Assignment: Go to the line containing "navidshaikh: I think" in the records below and print it and every following line exactly, on through the line containing "-308,6 +312,8 @@", then stop.

================================

PR #645, opened 2018-10-01
Fixes scanners' invocation in scan stage in weekly scan template

navidshaikh:
This changeset fixes the way we invoke the scanners.

 - Adds --user root option to docker run command. This fixes
   yum updates scanner to have right permission while performing yum
   related tasks.

 - Updates the absolute path of python binary in entrypoint option to
   /usr/bin/python. This makes the scanners compatible to run against
   RHEL6 based images.

 - References the $image_name_with_registry while invoking the scans.
   Earlier $image_name was referenced - which could be pulling the same
   image *again* from configured registry, beside it has already pulled the
   image in earlier stage.

### DIFF
--- a/weekly-scan/template.yaml
+++ b/weekly-scan/template.yaml
@@ -64,20 +64,20 @@ objects:
                         stage('Scan the image') {
                             parallel (
                                 "RPM updates": {
-                                  sh (returnStdout: true, script: "docker run --rm --volumes-from `docker ps -qf name=${daemonset_name}` --entrypoint /bin/python ${image_name} /opt/scanning/yumupdates.py > yum-check-update 2>&1")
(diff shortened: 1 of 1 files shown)


weekly-scan/template.yaml
```diff
@@ -64,20 +64,20 @@ objects:
                         stage('Scan the image') {
                             parallel (
                                 "RPM updates": {
-                                  sh (returnStdout: true, script: "docker run --rm --volumes-from `docker ps -qf name=${daemonset_name}` --entrypoint /bin/python ${image_name} /opt/scanning/yumupdates.py > yum-check-update 2>&1")
+                                  sh (returnStdout: true, script: "docker run --user root --rm --volumes-from `docker ps -qf name=${daemonset_name}` --entrypoint /usr/bin/python ${image_name_with_registry} /opt/scanning/yumupdates.py > yum-check-update 2>&1")
```
navidshaikh: notice that it is now referencing the correct image (tag) in scan, i.e. `image_name_with_registry`. This is the image we *pulled* in prior stage. Earlier we were referencing `image_name` here, which could actually be pulling that image.

navidshaikh:
@bamachrn : Looking forward to your review on this, we'll need this fix in for upcoming weekly scan.

PR #646, opened 2018-10-01
Specify resource requests in pod template

dharmit:
This PR adds resource requests for Jenkins slave pods which will ensure that a Jenkins slave pod spins up on an OpenShift node if and only if the resources it needs are available.

Long term, we can see how this behaves when a base image with numerous child images is rebuilt and the subsequent child rebuilds are handled. If it works well, we can *possibly* get away from reliance on batch processing.


seed-job/buildtemplate.yaml
```diff
@@ -36,7 +36,9 @@ objects:
                     alwaysPullImage: true,
                     workingDir: '/tmp',
                     privileged: true,
-                    args: '${computer.jnlpmac} ${computer.name}'
+                    args: '${computer.jnlpmac} ${computer.name}',
+                    resourceRequestCpu: '2',
+                    resourceRequestMemory: '5Gi'
```
navidshaikh: I think the requirement on memory for seed-job is on higher side ?

Also - how about using these values from parameters ?

PR #647, opened 2018-10-04
Specify resource requests in pod template

dharmit:
This PR adds resource requests for Jenkins slave pods which will ensure that a Jenkins slave pod spins up on an OpenShift node if and only if the resources it needs are available.

Long term, we can see how this behaves when a base image with numerous child images is rebuilt and the subsequent child rebuilds are handled. If it works well, we can possibly get away from reliance on batch processing.

### DIFF
--- a/ccp/index_reader.py
+++ b/ccp/index_reader.py
@@ -206,7 +206,7 @@ class BuildConfigManager(object):
 
     def __init__(self, registry_url, namespace, from_address, smtp_server,
                  ccp_openshift_slave_image, notify_cc_emails,
-                 registry_alias):
+                 registry_alias, master_job_cpu, master_job_memory):
         self.registry_url = registry_url
         self.namespace = namespace
         self.from_address = from_address
@@ -214,6 +214,8 @@ class BuildConfigManager(object):
         self.ccp_openshift_slave_image = ccp_openshift_slave_image
         self.notify_cc_emails = notify_cc_emails
         self.registry_alias = registry_alias
+        self.master_job_cpu = master_job_cpu
+        self.master_job_memory = master_job_memory
 
         self.template_params = """\
 -p GIT_URL={git_url} \
@@ -226,6 +228,8 @@ class BuildConfigManager(object):
 -p NOTIFY_EMAIL={notify_email} \
 -p NOTIFY_CC_EMAILS={notify_cc_emails} \
 -p REGISTRY_ALIAS={registry_alias} \
+-p MASTER_JOB_CPU={master_job_cpu} \
+-p MASTER_JOB_MEMORY={master_job_memory} \
 -p PIPELINE_NAME={pipeline_name} \
 -p APP_ID={app_id} \
 -p JOB_ID={job_id} \
@@ -308,6 +312,8 @@ class BuildConfigManager(object):
             ccp_openshift_slave_image=self.ccp_openshift_slave_image,
             notify_cc_emails=self.notify_cc_emails,
             registry_alias=self.registry_alias,
+            master_job_cpu=self.master_job_cpu,
+            master_job_memory=self.master_job_memory
         )
         # process and apply buildconfig
         output = run_cmd(command, shell=True)
@@ -470,6 +476,7 @@ class Index(object):
                  ccp_openshift_slave_image,
                  notify_cc_emails,
                  registry_alias,
+                 master_job_cpu, master_job_memory,
                  infra_projects=["seed-job"],
                  ci_projects=["ci-success-job", "ci-failure-job"]):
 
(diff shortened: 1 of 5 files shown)


bamachrn:
#dotests

bamachrn:
#dotests

seed-job/buildtemplate.yaml
```diff
@@ -145,3 +148,19 @@ parameters:
...
+  name: SEED_JOB_MEMORY
+  required: true
+- description: Amount of CPU to be requested from OpenShift to start master-job slave pod
+  displayName: master job CPU
+  name: MASTER_JOB_CPU
+  required: true
+- description: Amount of memory to be requested from OpenShift to start master-job slave pod
+  displayName: master job memory
+  name: MASTER_JOB_MEMORY
+  required: true
```
bamachrn: lets add some default values as well, also we need to add this to README

seed-job/template.yaml
```diff
@@ -301,3 +304,11 @@ parameters:
...
   required: true
   value: registry.centos.org/pipeline-images/ccp-openshift-slave:latest
+- description: Amount of CPU to be requested from OpenShift to start master-job slave pod
+  displayName: master job CPU
+  name: MASTER_JOB_CPU
+  required: true
+- description: Amount of memory to be requested from OpenShift to start master-job slave pod
+  displayName: master job memory
+  name: MASTER_JOB_MEMORY
+  required: true
```
bamachrn: same as above, we should put some default values

seed-job/buildtemplate.yaml
dharmit: I've avoided setting up default value here because:
- it's highly dependent on the environment/infrastructure someone spins things up on
- also depends on the container-index they want to process
- most importantly, an admin might miss taking a look at these parameters and understanding their purpose

Do you think these are valid reasons for not setting a default value for the two variables?

bamachrn: I believe default is set to `0` by jenkins. so anyway this works

docs/install-service/setup-openshift-390.md
```diff
@@ -459,6 +465,10 @@ if nothing is provided:
 | BATCH_SIZE                   | True     | 5                                                              | Number of builds to process in a batch. Increase if you have resources.                                                                                         |
 | BATCH_POLLING_INTERVAL       | True     | 30                                                             | Polling interval (in seconds) between two batches to check if any builds are outstanding. Increase if you need more delay.                                      |
 | BATCH_OUTSTANDING_BUILDS_CAP | True     | 3                                                              | If these many builds are still pending, next batch will not be processed.                                                                                       |
+| SEED_JOB_CPU                 | True     | None/Must override    | Number of CPUs to be requested from OpenShift to start seed-job slave pod  |
```
navidshaikh: 1

docs/install-service/setup-openshift-390.md
```diff
@@ -459,6 +465,10 @@ if nothing is provided:
...
+| SEED_JOB_MEMORY | True  | None/Must override | Amount of memory to be requested from OpenShift to start seed-job slave pod
```
navidshaikh: 1Gib

docs/install-service/setup-openshift-390.md
```diff
@@ -459,6 +465,10 @@ if nothing is provided:
...
+| MASTER_JOB_CPU                 | True     | None/Must override    | Number of CPUs to be requested from OpenShift to start master-job slave pod  |
```
navidshaikh: 1

docs/install-service/setup-openshift-390.md
```diff
@@ -459,6 +465,10 @@ if nothing is provided:
...
+| MASTER_JOB_MEMORY | True  | None/Must override | Amount of memory to be requested from OpenShift to start master-job slave pod
```
navidshaikh: 1Gib

ccp/index_reader.py
```diff
@@ -206,14 +206,16 @@ class BuildConfigManager(object):
 
     def __init__(self, registry_url, namespace, from_address, smtp_server,
                  ccp_openshift_slave_image, notify_cc_emails,
-                 registry_alias):
+                 registry_alias, master_job_cpu, master_job_memory):
```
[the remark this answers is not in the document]
dharmit: Yes, I raised this concern over a week back and I think you have a card for this already.

bamachrn:
#dotests

navidshaikh:
#dotests

bamachrn:
#dotests

bamachrn:
LGTM, merging

PR #651, opened 2018-10-10
Git URL update in the jenkins properties to get automated trigger in CICO

bamachrn:
* jenkins job properties should not have the .git extension for getting automatically triggered by CICO
* remove cdrage from admin list
* fixed job description with proper trigger phrase

### DIFF
--- a/ci/ccp_ci_unittests.sh
+++ b/ci/ccp_ci_unittests.sh
@@ -49,29 +49,36 @@ echo "=========================================================="
 sshopts="-t -o UserKnownHostsFile=/dev/null -o StrictHostKeyChecking=no -l root"
 ssh_cmd="ssh $sshopts $CICO_hostname"
 
+echo "====Installing necessary packages for running tests on the duffy node===="
 # install the needed packages on the duffy node which will the tests
-$ssh_cmd "yum -y install epel-release && yum -y install rsync git PyYAML python-networkx python2-nose"
+$ssh_cmd "yum -y install epel-release && yum -y install rsync git PyYAML python-networkx python2-nose" >> /tmp/unittests_setup_log.txt
 package_installed_success=$?
 
-if [ $package_installed_success -ne 0]
+if [ $package_installed_success -ne 0 ]
 then
-
+  echo "==================Package Installation Logs============"
+  cat /tmp/unittests_setup_log.txt
+  echo "======================================================="
   mark_failure "Failed to install required packages on duffy node, exiting!"
 fi
+echo "====Duffy node is setup with necessary dependencies===="
 
-
+echo "======Copying source code to the duffy node======"
 # sync the codebase from PR to duffy node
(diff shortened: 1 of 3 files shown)


ci/ccp_ci_unittests.sh
```diff
@@ -49,29 +49,36 @@ echo "=========================================================="
...
-$ssh_cmd "yum -y install epel-release && yum -y install rsync git PyYAML python-networkx python2-nose"
+$ssh_cmd "yum -y install epel-release && yum -y install rsync git PyYAML python-networkx python2-nose" >> /tmp/unittests_setup_log.txt
 package_installed_success=$?
 
-if [ $package_installed_success -ne 0]
+if [ $package_installed_success -ne 0 ]
 then
-
+  echo "==================Package Installation Logs============"
+  cat /tmp/unittests_setup_log.txt
```
dharmit: We `echo` package installation logs but the file is named as `unittests_setup_log.txt`. Isn't that awkward?

ci/ccp_ci_unittests.sh
```diff
@@ -49,29 +49,36 @@ echo "=========================================================="
...
-
+echo "======Copying source code to the duffy node======"
 # sync the codebase from PR to duffy node
 rsync -e "ssh $sshopts" -Ha $(pwd)/ $CICO_hostname:payload
 rsync_success=$?
 
-if [ $rsync_success -ne 0]
+if [ $rsync_success -ne 0 ]
 then
   mark_failure "Failed to rsync the PR source code on duffy node, exiting!"
```
dharmit: Shouldn't we store output of `rsync` to a file similar to what we are doing while installing packages in above step and then do a `cat` of the file?

ci/job.yml
```diff
@@ -63,14 +62,13 @@
         https://github.com/centos/container-pipeline-service.
```
dharmit: Is the trailing `.` by mistake or on purpose? I understand it's not a part of PR but asking just to be sure.

ci/ccp_ci_unittests.sh
bamachrn: this is package installation log for setting up unittests. so the echo is `package installation logs` because the job name itself is unit test.
 We can change the file name to anything, but this will not be visible to any one anyway.

ci/job.yml
bamachrn: this is part of the job documentation, so `.` is on purpose

ci/ccp_ci_unittests.sh
bamachrn: yeah, good idea, we can show the logs in case of failure

ci/ccp_ci_unittests.sh
dharmit: Yep, I understand the visibility point. It was only from dev perspective.

PR #652, opened 2018-10-10
[DoNotMerge]Adds CCCP readonly API specifications

navidshaikh:
This PR adds API specifications for CCCP. These APIs are readonly APIs serving details about projects, builds and all its artifacts. File `ccp/apis/swagger_ccp_apis.yaml` is added in this PR, which serves as API specifications, http://editor.swagger.io/ can be used to view the API specifications.


navidshaikh:
This is not needed to be merged in the repo. This is an individual file added in PR for review. The same YAML file exists in #656 .

bamachrn:
merged with #668

PR #653, opened 2018-10-12
Use the word 'contianer image'

dharmit:
Replace references to "Docker image" with "container image".


bamachrn:
LGTM, nice point :+1:

PR #658, opened 2018-10-26
Refactoring pipeline service code to make it cleaner P1

mohammedzee1000:
- Moving read_yaml to lib and updating references.
- Adding higher level base class for processors.
- Moving Project from index reader to processors lib.
- Updating index reader and tests to use new Projects.
- Updating docs for moved Project.
- Converting functions that dont use self to static methods (More refactor may come in future). This ensures only one instance of function is instantiated in mem instead of one per project object
- Renaming _print as it was causing import of protected members
- Project move to model updated
- Fixing up name for reader to processor and adding placeholder for validation and updating references.


mohammedzee1000:
I am stopping changes here as i want to get this sorted before i disappear
@navidshaikh @bamachrn @dharmit PTAL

================================

Written answer:
navidshaikh: I think the requirement on memory for seed-job is on higher side ?

Also - how about using these values from parameters ?

PR #647, opened 2018-10-04
Specify resource requests in pod template

dharmit:
This PR adds resource requests for Jenkins slave pods which will ensure that a Jenkins slave pod spins up on an OpenShift node if and only if the resources it needs are available.

Long term, we can see how this behaves when a base image with numerous child images is rebuilt and the subsequent child rebuilds are handled. If it works well, we can possibly get away from reliance on batch processing.

### DIFF
--- a/ccp/index_reader.py
+++ b/ccp/index_reader.py
@@ -206,7 +206,7 @@ class BuildConfigManager(object):
 
     def __init__(self, registry_url, namespace, from_address, smtp_server,
                  ccp_openshift_slave_image, notify_cc_emails,
-                 registry_alias):
+                 registry_alias, master_job_cpu, master_job_memory):
         self.registry_url = registry_url
         self.namespace = namespace
         self.from_address = from_address
@@ -214,6 +214,8 @@ class BuildConfigManager(object):
         self.ccp_openshift_slave_image = ccp_openshift_slave_image
         self.notify_cc_emails = notify_cc_emails
         self.registry_alias = registry_alias
+        self.master_job_cpu = master_job_cpu
+        self.master_job_memory = master_job_memory
 
         self.template_params = """\
 -p GIT_URL={git_url} \
@@ -226,6 +228,8 @@ class BuildConfigManager(object):
 -p NOTIFY_EMAIL={notify_email} \
 -p NOTIFY_CC_EMAILS={notify_cc_emails} \
 -p REGISTRY_ALIAS={registry_alias} \
+-p MASTER_JOB_CPU={master_job_cpu} \
+-p MASTER_JOB_MEMORY={master_job_memory} \
 -p PIPELINE_NAME={pipeline_name} \
 -p APP_ID={app_id} \
 -p JOB_ID={job_id} \
@@ -308,6 +312,8 @@ class BuildConfigManager(object):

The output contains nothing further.